### [THE TASK]
Take each line in the entries below that holds "None" and show it.

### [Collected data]
PR #1875, opened 2024-03-06
Aync version for code execution reply function

### LINKED ISSUE #1815: [Feature Request]: Async Code Execution

Update conversable agent to enable async code execution.

_No response_

### Additional context

_No response_

RohitRathore1:
## Related issue number

Closes #1815 

## Checks

### DIFF
--- a/autogen/agentchat/conversable_agent.py
+++ b/autogen/agentchat/conversable_agent.py
@@ -1253,6 +1253,50 @@ class ConversableAgent(LLMAgent):
 
         return False, None
 
+    async def _generate_code_execution_reply_using_executor_async(
+        self,
+        messages: Optional[List[Dict]] = None,
+        sender: Optional[Agent] = None,
+        config: Optional[Union[Dict, Literal[False]]] = None,
+    ):
+        """Asynchronously generate a reply using code executor."""
+        if config is not None:
+            raise ValueError("config is not supported for _generate_code_execution_reply_using_executor_async.")
+        if self._code_execution_config is False:
+            return False, None
+        if messages is None:
+            messages = self._oai_messages[sender]
+        last_n_messages = self._code_execution_config.get("last_n_messages", "auto")
+
+        if not (isinstance(last_n_messages, (int, float)) and last_n_messages >= 0) and last_n_messages != "auto":
+            raise ValueError("last_n_messages must be either a non-negative integer, or the string 'auto'.")
+
+        num_messages_to_scan = last_n_messages
+        if last_n_messages == "auto":
+            num_messages_to_scan = 0
+            for message in reversed(messages):
+                if "role" not in message:
+                    break
+                elif message["role"] != "user":
+                    break
+                else:
+                    num_messages_to_scan += 1
+        num_messages_to_scan = min(len(messages), num_messages_to_scan)
+        messages_to_scan = messages[-num_messages_to_scan:]
+
+        for message in reversed(messages_to_scan):
+            if not message["content"]:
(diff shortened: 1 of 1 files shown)


autogen/agentchat/conversable_agent.py
```diff
@@ -1253,6 +1253,50 @@ def _generate_code_execution_reply_using_executor(
 
         return False, None
 
+    async def _generate_code_execution_reply_using_executor_async(
```
ekzhu, line 1256: should be following other async methods to use `_a_generate_code_execution_reply_using_executor_async`.

autogen/agentchat/conversable_agent.py
```diff
@@ -1305,6 +1349,54 @@ def generate_code_execution_reply(
 
         return False, None
 
+    async def generate_code_execution_reply_async(
```
ekzhu, line 1352: Same, use `a_...` instead for the name.

autogen/agentchat/conversable_agent.py
```diff
@@ -1253,6 +1253,50 @@ def _generate_code_execution_reply_using_executor(
...
+        messages_to_scan = messages[-num_messages_to_scan:]
+
+        for message in reversed(messages_to_scan):
+            if not message["content"]:
+                continue
+            code_blocks = self.code_executor.code_extractor.extract_code_blocks(message["content"])
+            if len(code_blocks) == 0:
+                continue
+            # Found code blocks, execute code asynchronously.
+            code_result = await self._code_executor.execute_code_blocks_async(code_blocks)
```
ekzhu, line 1294: This method doesn't seem to exist? Perhaps we should implement this method first for every executor? Otherwise, this function is not truly async.

jackgerrits:
I don't think code execution needs to both be sync and async. If it feels necessary for code execution to be async we should just make the interface async right?

jackgerrits:
It seems like, unless there is a good reason not to, we should make code executors async to avoid blocking other code. It's going to take a bit of work to update the other executors to be async. Would you like to help out?

RohitRathore1:
> It seems like, unless there is a good reason not to, we should make code executors async to avoid blocking other code. It's going to take a bit of work to update the other executors to be async. Would you like to help out?

Yes, I would be happy to help.

ekzhu:
@RohitRathore1 do you think we can close this PR for now and work on a new one from the code executors in `agent.coding`?

RohitRathore1:
> @RohitRathore1 do you think we can close this PR for now and work on a new one from the code executors in `agent.coding`?

@ekzhu I'm OK with this suggestion, but if you think that after making the changes for the suggestion in this PR for the function `generate_code_execution_reply`  and ` _generate_code_execution_reply_using_executor` will make this PR merged then I can follow this otherwise we can close this PR and work on a new one from the code executors in `agent.coding`. 

But sorry for the delay, I am having some issues with my VM so, I was not able to continue.

RohitRathore1:
> I agree with @ekzhu, we should focus on the individual executors first before working on the reply function. We should do them one by one, so it will be too much work to do in this one PR.

@jackgerrits it seems OK to me. Let’s do this.

gagb:
> I don't think code execution needs to both be sync and async. If it feels necessary for code execution to be async we should just make the interface async right?

If autogen allows `an_initiate_chat` and code execution replies within it, I expect the code execution to be async. What did I miss?

RohitRathore1:
@ekzhu & @jackgerrits so, how are we planning further?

### [YOUR SOLUTION]
         return False, None
+        messages: Optional[List[Dict]] = None,
+        sender: Optional[Agent] = None,
+        config: Optional[Union[Dict, Literal[False]]] = None,
+        if config is not None:
+            return False, None
+        if messages is None:
         return False, None
         return False, None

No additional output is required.